** Opening Supplied data block **

PR #4337, opened 2023-07-17
Add cdc chunking support to PebbleCache.

luluz66:
When chunking is enabled, during write, we will first attempt to
chunk it, and then compress each individual chunk, and finally encrypt the chunk
if encryption is enabled.  If the data is compressed, we will first decompress it
before we chunk it.

If there is only one single chunk, we will write the chunk inline,
similar to how we write small files inline when chunking is disabled.
If there are multiple chunks, we will write a file record in Pebble. which include
all the resource names that points to the chunks. Every chunks will be
stored inline in Pebble.

Added unit tests.

This is based on Tyler's PR:
https://github.com/buildbuddy-io/buildbuddy/pull/3457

** Closing Supplied data block **

→ Exercise prompt
State how many lines of the listing above include the word "chunking". Give nothing but the number.

→ Result
3